TASK INSTRUCTIONS >>
Every line with the string "general" must be copied from the entries below.

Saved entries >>

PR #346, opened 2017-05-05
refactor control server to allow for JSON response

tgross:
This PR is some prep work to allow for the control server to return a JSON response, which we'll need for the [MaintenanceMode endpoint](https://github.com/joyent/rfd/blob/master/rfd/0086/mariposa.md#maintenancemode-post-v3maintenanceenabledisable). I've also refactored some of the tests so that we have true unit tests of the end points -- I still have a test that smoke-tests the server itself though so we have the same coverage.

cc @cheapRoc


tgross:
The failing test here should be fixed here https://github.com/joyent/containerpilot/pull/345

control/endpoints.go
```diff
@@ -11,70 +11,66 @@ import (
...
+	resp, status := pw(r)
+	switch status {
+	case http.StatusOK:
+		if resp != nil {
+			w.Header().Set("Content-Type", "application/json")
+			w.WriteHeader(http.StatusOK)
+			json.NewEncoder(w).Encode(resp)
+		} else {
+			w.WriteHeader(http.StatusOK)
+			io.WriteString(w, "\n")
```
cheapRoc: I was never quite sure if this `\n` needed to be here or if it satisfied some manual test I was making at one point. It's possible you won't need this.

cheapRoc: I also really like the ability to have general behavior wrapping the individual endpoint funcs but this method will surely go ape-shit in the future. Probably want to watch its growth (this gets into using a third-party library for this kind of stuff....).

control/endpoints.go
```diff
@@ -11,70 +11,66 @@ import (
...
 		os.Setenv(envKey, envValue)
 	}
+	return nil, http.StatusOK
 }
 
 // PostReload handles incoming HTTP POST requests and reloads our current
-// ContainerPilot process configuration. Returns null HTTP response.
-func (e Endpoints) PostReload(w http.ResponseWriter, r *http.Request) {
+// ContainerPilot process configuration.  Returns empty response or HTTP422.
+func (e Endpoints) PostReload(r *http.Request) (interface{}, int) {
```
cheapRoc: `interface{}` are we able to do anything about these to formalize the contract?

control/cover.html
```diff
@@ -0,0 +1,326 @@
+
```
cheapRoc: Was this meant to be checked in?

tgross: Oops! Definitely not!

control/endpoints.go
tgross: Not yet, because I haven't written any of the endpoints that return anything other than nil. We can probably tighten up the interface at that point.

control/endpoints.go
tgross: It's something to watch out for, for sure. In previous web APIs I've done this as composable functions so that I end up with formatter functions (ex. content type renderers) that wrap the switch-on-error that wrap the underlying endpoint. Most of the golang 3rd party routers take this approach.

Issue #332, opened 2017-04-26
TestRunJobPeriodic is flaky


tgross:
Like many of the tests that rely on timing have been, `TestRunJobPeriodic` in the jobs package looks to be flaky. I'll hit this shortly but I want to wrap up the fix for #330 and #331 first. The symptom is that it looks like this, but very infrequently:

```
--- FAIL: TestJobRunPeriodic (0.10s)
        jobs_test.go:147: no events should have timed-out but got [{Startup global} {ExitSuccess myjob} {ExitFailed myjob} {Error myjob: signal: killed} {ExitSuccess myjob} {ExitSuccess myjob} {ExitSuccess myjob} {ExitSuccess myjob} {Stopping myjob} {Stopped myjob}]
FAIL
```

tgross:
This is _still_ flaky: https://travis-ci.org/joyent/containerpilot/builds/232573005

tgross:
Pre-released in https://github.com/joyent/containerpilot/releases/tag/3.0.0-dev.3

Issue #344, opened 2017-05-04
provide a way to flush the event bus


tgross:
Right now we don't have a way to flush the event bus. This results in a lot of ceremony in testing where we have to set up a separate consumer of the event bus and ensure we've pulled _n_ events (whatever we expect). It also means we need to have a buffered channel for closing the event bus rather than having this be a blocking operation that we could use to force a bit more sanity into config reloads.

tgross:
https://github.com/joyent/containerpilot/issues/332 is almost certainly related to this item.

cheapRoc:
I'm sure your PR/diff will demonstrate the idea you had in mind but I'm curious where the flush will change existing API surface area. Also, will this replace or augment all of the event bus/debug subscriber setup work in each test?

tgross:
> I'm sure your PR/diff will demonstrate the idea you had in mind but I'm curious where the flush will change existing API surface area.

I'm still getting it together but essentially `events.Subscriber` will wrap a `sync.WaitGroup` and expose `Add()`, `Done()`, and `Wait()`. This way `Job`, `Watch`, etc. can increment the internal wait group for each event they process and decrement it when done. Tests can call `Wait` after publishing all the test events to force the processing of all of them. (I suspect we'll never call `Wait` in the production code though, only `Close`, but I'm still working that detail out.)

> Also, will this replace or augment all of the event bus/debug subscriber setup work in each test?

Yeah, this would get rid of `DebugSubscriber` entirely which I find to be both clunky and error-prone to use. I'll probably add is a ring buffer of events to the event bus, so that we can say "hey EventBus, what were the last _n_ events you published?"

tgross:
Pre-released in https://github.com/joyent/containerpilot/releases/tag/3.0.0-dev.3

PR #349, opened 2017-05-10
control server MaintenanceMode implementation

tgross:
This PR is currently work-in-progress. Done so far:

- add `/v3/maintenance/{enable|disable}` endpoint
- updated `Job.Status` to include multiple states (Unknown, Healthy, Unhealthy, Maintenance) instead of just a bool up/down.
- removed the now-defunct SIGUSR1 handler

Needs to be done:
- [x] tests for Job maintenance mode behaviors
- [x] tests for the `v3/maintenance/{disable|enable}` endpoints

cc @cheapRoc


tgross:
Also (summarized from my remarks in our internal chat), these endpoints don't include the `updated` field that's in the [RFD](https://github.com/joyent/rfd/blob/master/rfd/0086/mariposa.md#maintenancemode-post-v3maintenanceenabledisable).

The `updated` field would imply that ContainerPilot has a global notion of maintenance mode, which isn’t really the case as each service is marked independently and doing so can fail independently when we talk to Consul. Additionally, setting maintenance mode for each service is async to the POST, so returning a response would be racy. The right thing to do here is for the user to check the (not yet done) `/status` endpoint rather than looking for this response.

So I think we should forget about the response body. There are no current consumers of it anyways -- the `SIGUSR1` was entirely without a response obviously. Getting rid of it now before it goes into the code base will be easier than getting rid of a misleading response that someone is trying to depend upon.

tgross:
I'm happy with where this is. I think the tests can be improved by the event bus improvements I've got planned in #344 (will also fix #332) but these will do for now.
---
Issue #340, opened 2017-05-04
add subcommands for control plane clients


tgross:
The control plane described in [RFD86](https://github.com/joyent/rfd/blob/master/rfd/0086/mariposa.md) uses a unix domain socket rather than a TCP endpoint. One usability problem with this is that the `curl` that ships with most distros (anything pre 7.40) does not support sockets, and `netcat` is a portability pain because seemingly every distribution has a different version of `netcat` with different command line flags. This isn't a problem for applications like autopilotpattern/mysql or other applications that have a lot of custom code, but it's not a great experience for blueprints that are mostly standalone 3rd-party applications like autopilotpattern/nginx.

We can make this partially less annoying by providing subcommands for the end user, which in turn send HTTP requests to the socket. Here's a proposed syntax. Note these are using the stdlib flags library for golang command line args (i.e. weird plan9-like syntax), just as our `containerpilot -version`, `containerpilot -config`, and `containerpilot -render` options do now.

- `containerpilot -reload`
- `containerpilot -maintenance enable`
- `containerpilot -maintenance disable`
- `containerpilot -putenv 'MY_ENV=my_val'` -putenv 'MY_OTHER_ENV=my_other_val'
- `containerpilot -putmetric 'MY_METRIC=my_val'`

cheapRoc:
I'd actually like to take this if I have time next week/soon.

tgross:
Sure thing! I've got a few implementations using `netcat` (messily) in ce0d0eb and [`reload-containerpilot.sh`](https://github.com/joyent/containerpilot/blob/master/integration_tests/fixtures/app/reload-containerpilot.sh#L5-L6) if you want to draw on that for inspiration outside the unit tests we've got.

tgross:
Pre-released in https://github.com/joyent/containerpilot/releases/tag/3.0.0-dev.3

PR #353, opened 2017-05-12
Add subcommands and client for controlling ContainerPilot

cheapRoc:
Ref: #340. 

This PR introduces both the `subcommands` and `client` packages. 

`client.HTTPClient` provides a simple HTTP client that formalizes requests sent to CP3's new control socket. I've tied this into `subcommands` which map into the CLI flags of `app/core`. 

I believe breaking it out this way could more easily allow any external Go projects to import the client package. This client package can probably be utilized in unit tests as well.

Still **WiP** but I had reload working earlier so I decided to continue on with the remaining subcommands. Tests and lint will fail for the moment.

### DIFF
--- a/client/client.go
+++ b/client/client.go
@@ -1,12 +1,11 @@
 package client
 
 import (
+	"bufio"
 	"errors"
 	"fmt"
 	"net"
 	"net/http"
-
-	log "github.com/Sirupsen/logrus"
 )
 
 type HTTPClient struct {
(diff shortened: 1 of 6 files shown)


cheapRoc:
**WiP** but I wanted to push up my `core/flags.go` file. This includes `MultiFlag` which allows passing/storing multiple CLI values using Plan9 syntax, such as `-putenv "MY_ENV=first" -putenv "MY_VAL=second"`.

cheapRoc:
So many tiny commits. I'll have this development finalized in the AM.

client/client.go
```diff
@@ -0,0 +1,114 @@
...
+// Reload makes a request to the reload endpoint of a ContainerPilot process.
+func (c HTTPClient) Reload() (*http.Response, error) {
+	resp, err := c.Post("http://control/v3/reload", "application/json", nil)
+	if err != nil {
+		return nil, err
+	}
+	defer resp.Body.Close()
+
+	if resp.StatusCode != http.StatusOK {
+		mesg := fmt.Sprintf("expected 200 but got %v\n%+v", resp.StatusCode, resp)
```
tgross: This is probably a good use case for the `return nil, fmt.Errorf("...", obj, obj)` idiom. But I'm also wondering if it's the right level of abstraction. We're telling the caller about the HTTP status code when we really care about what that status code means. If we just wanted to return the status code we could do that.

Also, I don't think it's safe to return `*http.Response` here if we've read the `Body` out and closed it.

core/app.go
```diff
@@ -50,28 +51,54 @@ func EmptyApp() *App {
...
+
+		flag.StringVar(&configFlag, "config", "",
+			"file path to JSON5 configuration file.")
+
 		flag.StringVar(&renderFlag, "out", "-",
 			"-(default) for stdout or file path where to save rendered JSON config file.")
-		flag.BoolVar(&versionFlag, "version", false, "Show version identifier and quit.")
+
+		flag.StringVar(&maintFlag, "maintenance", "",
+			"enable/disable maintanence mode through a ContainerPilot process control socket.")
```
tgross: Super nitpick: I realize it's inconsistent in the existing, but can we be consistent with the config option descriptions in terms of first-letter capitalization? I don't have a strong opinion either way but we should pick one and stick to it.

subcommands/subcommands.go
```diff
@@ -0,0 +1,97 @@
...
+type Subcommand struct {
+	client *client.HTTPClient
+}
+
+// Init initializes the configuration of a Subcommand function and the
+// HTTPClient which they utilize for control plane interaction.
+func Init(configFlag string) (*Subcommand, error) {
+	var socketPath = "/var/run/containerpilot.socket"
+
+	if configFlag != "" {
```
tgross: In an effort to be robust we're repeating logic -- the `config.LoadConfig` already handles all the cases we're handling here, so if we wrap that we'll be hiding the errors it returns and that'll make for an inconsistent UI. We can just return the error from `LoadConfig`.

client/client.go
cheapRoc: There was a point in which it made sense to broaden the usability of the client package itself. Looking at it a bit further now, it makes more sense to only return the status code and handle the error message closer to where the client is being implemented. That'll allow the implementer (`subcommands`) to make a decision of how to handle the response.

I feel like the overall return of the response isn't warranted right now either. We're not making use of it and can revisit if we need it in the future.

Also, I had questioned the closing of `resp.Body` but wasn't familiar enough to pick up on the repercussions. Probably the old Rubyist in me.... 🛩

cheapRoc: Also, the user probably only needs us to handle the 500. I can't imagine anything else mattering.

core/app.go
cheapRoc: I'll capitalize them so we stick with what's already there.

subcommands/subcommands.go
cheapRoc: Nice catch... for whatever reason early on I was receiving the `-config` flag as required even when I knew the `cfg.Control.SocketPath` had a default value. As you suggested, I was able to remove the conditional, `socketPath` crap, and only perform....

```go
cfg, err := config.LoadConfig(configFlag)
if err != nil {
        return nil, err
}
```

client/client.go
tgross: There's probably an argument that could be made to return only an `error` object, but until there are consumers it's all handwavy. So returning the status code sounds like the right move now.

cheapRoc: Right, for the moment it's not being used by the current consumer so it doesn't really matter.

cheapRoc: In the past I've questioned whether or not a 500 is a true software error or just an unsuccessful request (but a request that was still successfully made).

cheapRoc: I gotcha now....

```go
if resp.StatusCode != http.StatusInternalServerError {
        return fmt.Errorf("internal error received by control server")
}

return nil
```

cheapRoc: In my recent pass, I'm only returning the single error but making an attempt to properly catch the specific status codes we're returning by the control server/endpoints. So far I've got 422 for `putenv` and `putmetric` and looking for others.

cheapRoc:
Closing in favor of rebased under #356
---
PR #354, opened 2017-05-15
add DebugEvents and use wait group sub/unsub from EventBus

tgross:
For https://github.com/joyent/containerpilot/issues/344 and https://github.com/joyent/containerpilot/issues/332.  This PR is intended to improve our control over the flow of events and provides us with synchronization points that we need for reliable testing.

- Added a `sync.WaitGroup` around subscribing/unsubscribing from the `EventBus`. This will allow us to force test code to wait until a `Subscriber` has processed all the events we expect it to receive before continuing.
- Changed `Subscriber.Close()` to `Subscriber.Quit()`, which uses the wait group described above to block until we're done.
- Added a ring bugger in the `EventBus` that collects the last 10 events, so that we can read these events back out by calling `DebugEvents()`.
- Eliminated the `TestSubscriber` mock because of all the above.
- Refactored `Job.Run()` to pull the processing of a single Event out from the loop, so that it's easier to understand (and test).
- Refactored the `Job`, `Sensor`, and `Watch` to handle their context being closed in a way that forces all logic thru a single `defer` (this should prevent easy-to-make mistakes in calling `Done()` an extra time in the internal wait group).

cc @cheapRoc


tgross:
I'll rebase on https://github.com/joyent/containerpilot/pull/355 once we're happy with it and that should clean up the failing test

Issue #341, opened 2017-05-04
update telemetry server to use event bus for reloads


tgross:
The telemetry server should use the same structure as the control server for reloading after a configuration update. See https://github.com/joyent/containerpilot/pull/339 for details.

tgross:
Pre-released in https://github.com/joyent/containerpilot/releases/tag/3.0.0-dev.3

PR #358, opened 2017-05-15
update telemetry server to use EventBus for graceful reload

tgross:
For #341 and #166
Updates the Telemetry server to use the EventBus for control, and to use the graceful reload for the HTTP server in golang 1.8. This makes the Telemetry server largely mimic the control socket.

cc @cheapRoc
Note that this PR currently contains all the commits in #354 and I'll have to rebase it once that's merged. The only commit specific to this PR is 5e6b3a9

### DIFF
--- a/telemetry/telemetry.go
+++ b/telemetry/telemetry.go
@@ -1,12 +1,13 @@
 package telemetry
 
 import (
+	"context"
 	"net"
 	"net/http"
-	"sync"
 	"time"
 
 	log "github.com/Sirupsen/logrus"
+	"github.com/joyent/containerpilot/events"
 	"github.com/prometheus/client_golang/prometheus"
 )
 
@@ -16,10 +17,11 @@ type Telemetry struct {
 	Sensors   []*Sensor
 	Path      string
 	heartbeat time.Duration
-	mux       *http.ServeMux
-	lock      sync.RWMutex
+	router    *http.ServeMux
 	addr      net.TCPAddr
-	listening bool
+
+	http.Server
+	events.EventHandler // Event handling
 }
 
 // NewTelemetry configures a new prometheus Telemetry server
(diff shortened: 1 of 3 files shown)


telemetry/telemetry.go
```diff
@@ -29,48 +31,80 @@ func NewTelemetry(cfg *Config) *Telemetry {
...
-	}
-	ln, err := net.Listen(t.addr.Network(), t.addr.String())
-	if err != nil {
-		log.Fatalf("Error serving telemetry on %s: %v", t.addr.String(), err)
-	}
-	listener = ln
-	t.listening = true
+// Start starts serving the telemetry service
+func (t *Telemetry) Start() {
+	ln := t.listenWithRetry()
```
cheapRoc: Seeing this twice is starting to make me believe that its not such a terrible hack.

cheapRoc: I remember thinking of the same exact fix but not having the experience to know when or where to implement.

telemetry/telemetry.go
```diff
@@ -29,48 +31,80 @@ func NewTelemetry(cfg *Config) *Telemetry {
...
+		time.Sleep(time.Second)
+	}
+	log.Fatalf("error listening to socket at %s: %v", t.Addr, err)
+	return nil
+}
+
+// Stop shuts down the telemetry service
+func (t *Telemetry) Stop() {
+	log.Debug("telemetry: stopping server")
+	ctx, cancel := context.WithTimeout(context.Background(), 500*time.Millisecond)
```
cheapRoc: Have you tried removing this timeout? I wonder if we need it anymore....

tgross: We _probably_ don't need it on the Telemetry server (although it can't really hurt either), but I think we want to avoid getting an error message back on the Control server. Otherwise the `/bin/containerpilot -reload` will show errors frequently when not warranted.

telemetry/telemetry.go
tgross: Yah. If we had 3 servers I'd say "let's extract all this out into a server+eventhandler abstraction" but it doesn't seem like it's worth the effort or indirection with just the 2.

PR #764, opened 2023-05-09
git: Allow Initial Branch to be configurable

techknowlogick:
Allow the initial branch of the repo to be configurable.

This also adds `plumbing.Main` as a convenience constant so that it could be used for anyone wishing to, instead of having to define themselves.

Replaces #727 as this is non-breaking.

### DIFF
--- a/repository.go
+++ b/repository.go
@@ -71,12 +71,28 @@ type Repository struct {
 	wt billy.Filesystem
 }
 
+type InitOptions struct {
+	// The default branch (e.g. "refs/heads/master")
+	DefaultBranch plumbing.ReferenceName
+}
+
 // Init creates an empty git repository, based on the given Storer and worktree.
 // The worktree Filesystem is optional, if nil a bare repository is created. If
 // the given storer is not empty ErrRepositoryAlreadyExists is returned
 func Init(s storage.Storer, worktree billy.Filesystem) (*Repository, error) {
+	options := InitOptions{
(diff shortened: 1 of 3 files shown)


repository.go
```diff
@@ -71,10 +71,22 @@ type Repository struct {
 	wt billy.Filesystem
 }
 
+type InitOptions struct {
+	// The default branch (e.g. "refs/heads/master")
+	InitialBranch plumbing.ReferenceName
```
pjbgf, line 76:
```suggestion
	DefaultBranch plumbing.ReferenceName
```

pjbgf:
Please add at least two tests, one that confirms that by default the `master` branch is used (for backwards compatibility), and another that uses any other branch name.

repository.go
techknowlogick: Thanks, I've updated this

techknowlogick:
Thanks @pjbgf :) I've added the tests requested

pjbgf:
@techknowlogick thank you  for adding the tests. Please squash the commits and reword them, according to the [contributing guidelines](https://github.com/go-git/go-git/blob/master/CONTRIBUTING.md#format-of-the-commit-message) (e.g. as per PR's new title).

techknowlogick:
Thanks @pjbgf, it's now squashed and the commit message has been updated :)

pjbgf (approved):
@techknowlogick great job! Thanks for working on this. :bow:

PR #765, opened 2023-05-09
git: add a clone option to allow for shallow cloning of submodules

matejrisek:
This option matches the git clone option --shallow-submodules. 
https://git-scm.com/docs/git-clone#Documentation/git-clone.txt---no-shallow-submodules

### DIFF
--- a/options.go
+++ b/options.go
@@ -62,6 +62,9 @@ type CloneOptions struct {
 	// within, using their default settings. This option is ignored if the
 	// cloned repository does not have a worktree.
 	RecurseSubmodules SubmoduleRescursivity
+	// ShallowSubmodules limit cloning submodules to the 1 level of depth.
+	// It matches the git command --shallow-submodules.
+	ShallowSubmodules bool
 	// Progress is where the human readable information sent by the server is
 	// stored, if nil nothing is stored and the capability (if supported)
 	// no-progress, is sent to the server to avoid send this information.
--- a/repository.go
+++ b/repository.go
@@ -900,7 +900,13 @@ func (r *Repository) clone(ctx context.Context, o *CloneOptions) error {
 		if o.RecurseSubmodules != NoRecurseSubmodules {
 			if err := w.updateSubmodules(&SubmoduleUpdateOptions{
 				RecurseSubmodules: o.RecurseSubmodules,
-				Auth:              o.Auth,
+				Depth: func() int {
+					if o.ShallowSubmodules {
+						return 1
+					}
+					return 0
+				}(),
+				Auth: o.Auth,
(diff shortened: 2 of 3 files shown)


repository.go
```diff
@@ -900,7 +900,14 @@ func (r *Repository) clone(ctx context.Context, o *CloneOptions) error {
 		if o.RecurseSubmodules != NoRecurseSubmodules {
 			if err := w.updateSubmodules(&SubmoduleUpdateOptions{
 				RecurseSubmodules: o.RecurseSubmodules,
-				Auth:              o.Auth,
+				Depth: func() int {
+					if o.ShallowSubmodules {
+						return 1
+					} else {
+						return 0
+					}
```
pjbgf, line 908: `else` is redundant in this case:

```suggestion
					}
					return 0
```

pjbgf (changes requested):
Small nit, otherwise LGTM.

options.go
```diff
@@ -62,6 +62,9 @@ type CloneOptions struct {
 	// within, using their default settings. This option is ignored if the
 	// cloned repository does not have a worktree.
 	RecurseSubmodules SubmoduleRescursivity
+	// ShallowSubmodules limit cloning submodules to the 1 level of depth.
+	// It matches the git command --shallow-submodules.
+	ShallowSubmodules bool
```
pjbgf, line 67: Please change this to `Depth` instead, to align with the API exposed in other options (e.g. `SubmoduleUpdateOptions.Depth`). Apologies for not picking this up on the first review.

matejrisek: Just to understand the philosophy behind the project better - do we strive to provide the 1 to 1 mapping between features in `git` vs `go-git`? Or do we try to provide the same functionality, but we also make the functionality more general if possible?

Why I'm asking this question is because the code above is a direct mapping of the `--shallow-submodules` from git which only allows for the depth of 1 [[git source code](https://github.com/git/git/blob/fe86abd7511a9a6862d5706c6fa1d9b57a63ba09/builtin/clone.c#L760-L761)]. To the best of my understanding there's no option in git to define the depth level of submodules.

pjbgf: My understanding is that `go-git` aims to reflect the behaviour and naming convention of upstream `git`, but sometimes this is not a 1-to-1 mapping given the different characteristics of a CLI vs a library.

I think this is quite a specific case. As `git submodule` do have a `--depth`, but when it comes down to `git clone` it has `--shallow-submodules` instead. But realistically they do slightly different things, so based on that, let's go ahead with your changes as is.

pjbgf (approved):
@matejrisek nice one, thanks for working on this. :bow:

TASK SOLUTION >>
cheapRoc: I also really like the ability to have general behavior wrapping the individual endpoint funcs but this method will surely go ape-shit in the future. Probably want to watch its growth (this gets into using a third-party library for this kind of stuff....).
matejrisek: Just to understand the philosophy behind the project better - do we strive to provide the 1 to 1 mapping between features in `git` vs `go-git`? Or do we try to provide the same functionality, but we also make the functionality more general if possible?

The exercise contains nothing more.